25th Hour (MovieMax, 9 p.m.): This movie has Spike Lee, Edward Norton, and Philip Seymour Hoffman all at the top of their games, but we respect the hell out of TV Guide for reminding us which performance really matters here: “Ex-football star Tony Siragusa packs a punch as a Russian mobster in league with Norton.” He certainly does, TV Guide, he certainly does.

Quigley Down Under (Encore, 10:05 p.m.): Whoa, whoa, whoa. Whoa. There was a Tom Selleck Australian cowboy movie out there in which said cowboy Tom Selleck is a sharpshooter who protects indigenous Australians from evil cattle baron Alan Rickman … and none of you thought to tell us about it?
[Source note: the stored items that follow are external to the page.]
PR #1138, opened 2020-01-17
UIU-1450 XHRs musn't leak memory after component unmounts

zburke:
Renew: Does not check its lifecycle
Sets the state, leaks out memory
Promise completes alone
When it resolves, component heaves, detached from the DOM
The console begins to moan

Memory, all alone without GC
It is leaking out two ways
From this component when:
It remembers loan policy and count-request too
Stop the memory leak again!

Refs [UIU-1450](https://issues.folio.org/browse/UIU-1450)

### DIFF
--- a/CHANGELOG.md
+++ b/CHANGELOG.md
@@ -18,6 +18,7 @@
 * Refresh list of loans after anonymization. Fixes UIU-1046.
 * Add UI to mark items Declared lost. Refs UIU-1202.
 * Omit `comments`, `patronInfo` fields, when fee/fine is paying, to prevent backend error. Fixes UIU-1413.
+* Don't update state in `withRenew` when unmounted. Fixes UIU-1450.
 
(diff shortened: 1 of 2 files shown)


VictorSoroka1:
I think that maybe having full console logs is might be better to identify the warnings like this.

https://github.com/folio-org/ui-users/blob/master/karma.conf.js#L2

VictorSoroka1:
On the other hand I see that right now without that option the amount of lines for just logs from karma run would be 16422 instead of about 500. A lot of noise basically.

zburke:
Following up on your console logs comment: I totally agree that suppressing this stuff feels wrong. TBH, I'd sort of love to configure Jenkins to complain in a PR comment when something writes to the console. The console should be clean!

The problem we have is that stripes-connect makes heavy use of some deprecated React methods and those deprecation warnings, while important, pollute the console so much they make it useless. Refactoring off those methods will take some real effort and it's not clear that refactoring stripes-connect is worth the effort (see [STRIPES-663](https://issues.folio.org/browse/STRIPES-663)).

PR #1139, opened 2020-01-22
FOLIO-2097 avoid CommandList and HasCommand

zburke:
We have a theory that a memory leak in a transitive dependency of
`<CommandList>` and `<HasCommand>` is behind the failing unit tests. The
problem may be that event listeners are not properly detached and
recycled.

This is a test of that. Obviously, we don't actually want to get rid of
key bindings. But we would really REALLY like to have reliable unit
tests. 

Refs [FOLIO-2097](https://issues.folio.org/browse/FOLIO-2097)

### DIFF
--- a/src/components/PermissionsAccordion/components/PermissionsModal/PermissionsModal.js
+++ b/src/components/PermissionsAccordion/components/PermissionsModal/PermissionsModal.js
@@ -36,8 +36,8 @@ class PermissionsModal extends React.Component {
           excludePermissionSets,
         } = props;
         const query = [
-          ...(listInvisiblePerms || ['visible==true']),
-          ...(excludePermissionSets && ['mutable==false']),
+          ...(listInvisiblePerms ? [] : ['visible==true']),
+          ...(excludePermissionSets ? ['mutable==false'] : []),
         ];
         const queryString = query.length
           ? `query=(${query.join(' and ')})`
--- a/src/index.js
+++ b/src/index.js
@@ -6,13 +6,11 @@ import { hot } from 'react-hot-loader';
 import _ from 'lodash';
 
 import { Route, Switch, IfPermission } from '@folio/stripes/core';
-import { CommandList, HasCommand } from '@folio/stripes/components';
 
 import * as Routes from './routes';
 
 import pkg from '../package';
 import Settings from './settings';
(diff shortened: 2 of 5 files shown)


VictorSoroka1:
I think HotKeys may be also a good candidate to fit the theory. 

https://github.com/folio-org/stripes-core/blob/master/src/RootWithIntl.js#L70

JohnC-80:
This seems like it comes from `mousetrap` - if we can replace that dependency of Hotkeys, it may clean up this aspect of this.... but it's difficult here, because event listeners also leak in react dev build: https://github.com/facebook/react/issues/12141#issuecomment-385536273

If we go tearing out shortcut-keys as a temporary solution, my question about the future work will be who's going to put them back?

VictorSoroka1:
I wonder whether it sounds sane to try to run tests in production mode and see the difference.

zburke:
I don't intend to merge this; tearing out shortcut keys was just an experiment to see if it would allow the PR to pass, i.e. to see if we could identify a smoking gun.

zburke:
I agree, @VictorSoroka1, that running tests in production mode is another good option. We'd have to figure out how to get the production build of React _without_ stripping the `data-test-*` attributes the tests rely on. I don't know how easy/difficult that would be.

VictorSoroka1:
Good point about data-test attributes. It might be a good idea to add a check that if the env variable is `test` to preserve them in the prod build configuration.

src/components/PermissionsAccordion/components/PermissionsModal/PermissionsModal.js
```diff
@@ -36,8 +36,8 @@ class PermissionsModal extends React.Component {
           excludePermissionSets,
         } = props;
         const query = [
-          ...(listInvisiblePerms || ['visible==true']),
-          ...(excludePermissionSets && ['mutable==false']),
+          ...(listInvisiblePerms ? [] : ['visible==true']),
+          ...(excludePermissionSets ? ['mutable==false'] : []),
```
zburke: @OleksandrAntonenko1, you wrote the original code here; does this change look correct to you? The original intent was a bit hard to decipher but I believe this preserves the logic.

PR #1143, opened 2020-01-24
FOLIO-2097 comment CommandList and HasCommand

zburke:
We have a theory that a memory leak in a transitive dependency of
`<CommandList>` and `<HasCommand>` is behind the failing unit tests. The
problem may be that event listeners are not properly detached and
recycled.

This is an alternative to #1139, commenting out those components instead
of removing them, which may be easier to revert.

Refs [FOLIO-2097](https://issues.folio.org/browse/FOLIO-2097)

### DIFF
--- a/src/index.js
+++ b/src/index.js
@@ -6,7 +6,7 @@ import { hot } from 'react-hot-loader';
 import _ from 'lodash';
 
 import { Route, Switch, IfPermission } from '@folio/stripes/core';
-import { CommandList, HasCommand } from '@folio/stripes/components';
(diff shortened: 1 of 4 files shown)


zburke:
I pushed this up as an alternative to #1139, but lint gets cranky about indentation and a variety of other things. TBH, I think the easiest path may be to merge #1139 and then revert it once we get a `mousetrap` alternative in place, assuming the API from `<CommandList>` and `<HasCommand>` to `<Hotkeys>` remains the same once we replace `mousetrap` under the hood.

PR #1147, opened 2020-01-29
UIU-897: Remove/add translation keys for routing refactor

julianladisch:


zburke:
OOC, @julianladisch, do you have a script that identifies inactive translation keys? I've done some simple things in the past, but nothing very robust. I know in some cases we assemble keys from substrings so I'm hesitant to remove keys as a rule, though lists like the countries (which have clearly moved to another repo) are less worrisome.

PR #2244, opened 2022-09-29
UIU-2375 include unit test for UserLoans.js

VSnehalatha:
Unit test for src/components/UserDetailSections/UserLoans/UserLoans.js,
Refs [UIU-2375](https://issues.folio.org/browse/UIU-2375)

### DIFF
--- a/src/components/UserDetailSections/UserLoans/UserLoans.test.js
+++ b/src/components/UserDetailSections/UserLoans/UserLoans.test.js
@@ -1,0 +1,129 @@
+import { screen } from '@testing-library/react';
+import '__mock__/stripesComponents.mock';
+import UserLoans from './UserLoans';
+import renderWithRouter from 'helpers/renderWithRouter';
+const toggleMock = jest.fn();
+jest.unmock('@folio/stripes/components');
+jest.unmock('@folio/stripes/smart-components');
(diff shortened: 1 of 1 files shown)


zburke (changes requested):
100% coverage! Nice work :tada:

1. Run `yarn lint` and correct all lint warnings.
2. The second and fourth tests make assertions on the same set of conditions. It's OK to include multiple `expect` clauses in a single `it` block. You could change the `it` description to something more descriptive like, "Correctly displays open and closed loan counts". You don't _have_ to put the assertions in a single block, but doing so will speed up the test a little since it will eliminate a render. 
3. The description in the last test, `< 0`, doesn't match the condition, `0`. How about "count is 0" or "count is < 1"?
4. A minor nit: in the object returned by `props()`, `location.search` is misspelled, which suggests you may not need this property at all.  Consider paring down the data in the mock if you don't need it all. e.g. does this component actually access the resources' `records.loans` properties, or just `totalRecords`? You don't _have_ to pare down `props`, but as a rule simpler is better, and less work! OTOH, if providing these "unused" props satisfies the prop-types checker, then it's worth keeping, e.g. it appears `location` _is_ necessary, even though `location.search` is not.

PR #2258, opened 2022-10-07
UIU-2693: A long Instance title climbs out of popover boundaries on the Lost items requiring actual cost page

Dmitriy-Litvinenko:
## Purpose
A long Instance title climbs out of popover boundaries on the Lost items requiring actual cost page

## Refs
https://issues.folio.org/browse/UIU-2693


Dmitriy-Litvinenko:
> [MDN says `word-break: break-word` is deprecated](https://developer.mozilla.org/en-US/docs/Web/CSS/word-break) but can be replaced by
> 
> ```
> word-break: normal;
> overflow-wrap: anywhere;
> ```
> 
> Let's use that instead. Agreed, @JohnC-80?

Hello @zburke thank you. Fixed.

artem-blazhko (approved):

JohnC-80 (approved):

zburke (approved):
LGTM. 

In the future, please do not use `--force-push`; instead, use the "Squash and merge" option when merging your PR. This keeps the history linear for people browsing commits directly in git while also maintaining the context of comments on the PR in GitHub. `--force-push` destroys the context of comments on a PR, e.g., my comments about `break-word` no longer make any sense because there is no reference to it in the commit history.

mkuklis (approved):

PR #2259, opened 2022-10-07
UIU-2673: Change Fees/Fines History to use an ACTIONS menu instead of buttons

ymacedor:
[UIU-2673](https://issues.folio.org/browse/UIU-2673) Change Fees/Fines History to use an ACTIONS menu instead of buttons

imagen


ymacedor:
@mkuklis could you review? thanks

mkuklis (approved):

PR #2261, opened 2022-10-11
UIU-2696: Fix user form validation

mkuklis:
https://issues.folio.org/browse/UIU-2696

It looks like after we refactored the user form to the final form in https://github.com/folio-org/ui-users/pull/1645 the main validation stopped working. This is because the signature of the **validate** changed:

and it only passes a single argument (current values):

https://final-form.org/docs/final-form/types/Config#validate

This makes it so:

https://github.com/folio-org/ui-users/blob/87e611c1c2a79a8dafa528a8528f9b238584439c/src/views/UserEdit/UserForm.js#L50-L52

is always true completely stopping validation.


MikeTaylor (approved):
Satisfyingly simple.

zburke (approved):
LGTM. A changelog entry would be worthwhile. Even if it's just "fix validation regression" it could help future devs who might not have realized the signature has changed. But maybe it's a lot to expect that people are reading these CHANGELOGs that carefully 😆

And no, we don’t care that by all accounts this is a mediocre Tom Selleck Australian cowboy movie. This was something you ought to have told us about.

ESPNU Top 25 College Football Games: BYU vs. Memphis (ESPNU, 7 p.m.): It is slim pickings today in the world of sports—even the Tour de France is on a rest day, and we’re not going to insult you by bringing up the Pan-American Games—so here’s a replay of what ESPN apparently considers the 23rd best football game of the preceding football season. Which is kind of amazing, considering this game wasn’t just a double-overtime 55-48 thriller, but it also ended with one of the gnarliest brawls in recent memory. We really hope ESPNU isn’t going to tastefully cut around the fighting: It would rob the 2014 Miami Beach Bowl of all its poetry!